Thats a matter of opinion


----------



## Al Hyde (Jan 6, 2008)

Hi Lee mate.
I've carried out extensive field studies on Brit herps since the early 80's. If you have a DWA with berus listed as a species you can keep it is not illegal to keep wc's.
However, it is totaly uncalled for as they're readily avaiable CB and only helps push this beautiful species closer to the brink.

Cheers,
Al


----------



## leecb0 (Apr 14, 2009)

Al Hyde said:


> Hi Lee mate.
> I've carried out extensive field studies on Brit herps since the early 80's. If you have a DWA with berus listed as a species you can keep it is not illegal to keep wc's.
> However, it is totaly uncalled for as they're readily avaiable CB and only helps push this beautiful species closer to the brink.
> 
> ...


cheers Al hows it going? well i admit i am no expert on British wildlife which is shamefull really when you think of it, but you say its not illegal to keep with DWAL but proberbly moraly wrong, i am in total agreement about taking them from the wild. living between Cannock chase and Sutton park i have no need to own one myself as personaly i would rather go and TRY and find them in there natural habitat along with grass snakes and i have even found a common lizard colony on the garden of our old house a couple of years ago.
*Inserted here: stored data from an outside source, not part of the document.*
PR #66, opened 2021-06-15
Uno + Ethereum Blockchain

Onotseike:
1. EthereumSmartContracts- Codebase for the Smart Contracts written in Solidity & JavaScript

2. UnoPharmaSupply - Codebase for Uno cross platform Ethereum blockchain class library written in C# targets Android, iOS, MacOS, Web Assembly & UWP

3. DemoApp - Codebase for Uno cross-platform application that consumes the above-mentioned class libraries. written in C# & XAML


UI/UnoEthereumBlockChain/DemoApp/DemoApp/DemoApp.Droid/DemoApp.Droid.csproj
```diff
@@ -55,7 +55,7 @@
     <Reference Include="Mono.Android.Export" />
     <Reference Include="mscorlib" />
     <Reference Include="PharmaSupply">
-      <HintPath>..\..\..\UnoPharmaSupply\UnoPharmaSupply\bin\Debug\monoandroid10.0\PharmaSupply.dll</HintPath>
+      <HintPath>..\Pre-BuiltDLLS\monoandroid11.0\PharmaSupply.dll</HintPath>
```
carldebilly, line 58: Why aren't you using the project dependency instead?

Onotseike: > Why aren't you using the project dependency instead?

Hi @carldebilly because they need to be built before they can be linked and the git ignore excludes bin and obj folders.

davidjohnoliver: @Onotseike the normal pattern here would be to use the `ProjectReference` tag to indicate the dependency on the local PharmaSupply project. The compiler understands from this that it needs to build PharmaSupply first and include it, no need to include pre-compiled dlls (which should be avoided if possible).

Eg like this:
https://github.com/unoplatform/Uno.Samples/blob/5564c8f56dd41681e6b9213aa197de28a07bcee3/UI/UnoContoso/UnoContoso.Service/UnoContoso.Service.csproj#L12-L15

Could you use `ProjectReference` here, or did you try it already and run into an obstacle?

UI/UnoEthereumBlockChain/DemoApp/DemoApp/DemoApp.Shared/TabbedPages/ManufacturerPage.xaml
```diff
@@ -0,0 +1,393 @@
...
+                               Grid.Row="0"
+                               Grid.Column="1"
+                               Text="{Binding DepolyReceipt.TransactionHash, Mode=TwoWay}"/>
+                            <TextBlock x:Name="contractHashOne"
+                               Grid.Row="1"
+                               Grid.Column="1"
+                               Text="{Binding DepolyReceipt.ContractAddress, Mode=TwoWay}"/>
+                        </Grid>
+
+                        <!--<Grid Padding="20,0"
```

I believed it was illegal to keep them due to the fact they are classed as endangerd and only in a country like ours would that mean "yea there endangerd but hay fill your boots take as many as you want as long as you have paid us loads of cash for your DWA licance" or am i just being cynical


----------



## Al Hyde (Jan 6, 2008)

Hey mate, I feel the same way you do, it's about time all our native Rep's and amphib's had full protection, not just the smooth snake , sand lizard and great crested newt.

Moraly wrong is spot on.

Cheers,
Al


----------



## mad martin (Sep 4, 2008)

Just a quick q Al. 
I don't know too much about your native snakes etc. But how does the pet trade actually affect the species, as opposed to the damage caused by cars, pets, ignorant people?


----------



## leecb0 (Apr 14, 2009)

mad martin said:


> Just a quick q Al.
> I don't know too much about your native snakes etc. But how does the pet trade actually affect the species, as opposed to the damage caused by cars, pets, ignorant people?
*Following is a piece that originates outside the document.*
PR #108, opened 2022-04-07
chore: SQLiteSample Uno 4.1.9

iury-kc:
SQLiteSample updated to  Uno 4.1.9


jeromelaban:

At the risk of doing a VL and answering a question aimed at someone else Martin here in the uk i have never seen a WC or even CB native Sp of reptile for sale within the pet trade recently or in the last 20 years
so the answer to your question would be that the pet trade has little or more like no effect on our own Sp and the demise od indigenous animals is purely down to what Al mentioned ie dog walkers people develpment poor conservation areas and proberbly little or no education#


----------



## mad martin (Sep 4, 2008)

Fair enough, but let's phrase it like this then.
How does illegal collecting affect the population as opposed to all the other factors involved in its decline?


----------



## mad martin (Sep 4, 2008)

Oh yeah, and I really don't mind who answers the question, as long as the answer is based on fact and not google .


----------



## leecb0 (Apr 14, 2009)

my own thought that it wouldnt be too hamfull but that is definatly a question for someone like Al or Graeme who would give you more factual based answers


----------



## Al Hyde (Jan 6, 2008)

Hi Martin,

Lee's right, the pet trade has very little impact on our native herps these days. There are still a few rogue traders around that advertise juvenile berus and slow worms though.
It is now ilegal to trade british reptiles in any way, but when these rogue traders are reported NOTHING is done about it.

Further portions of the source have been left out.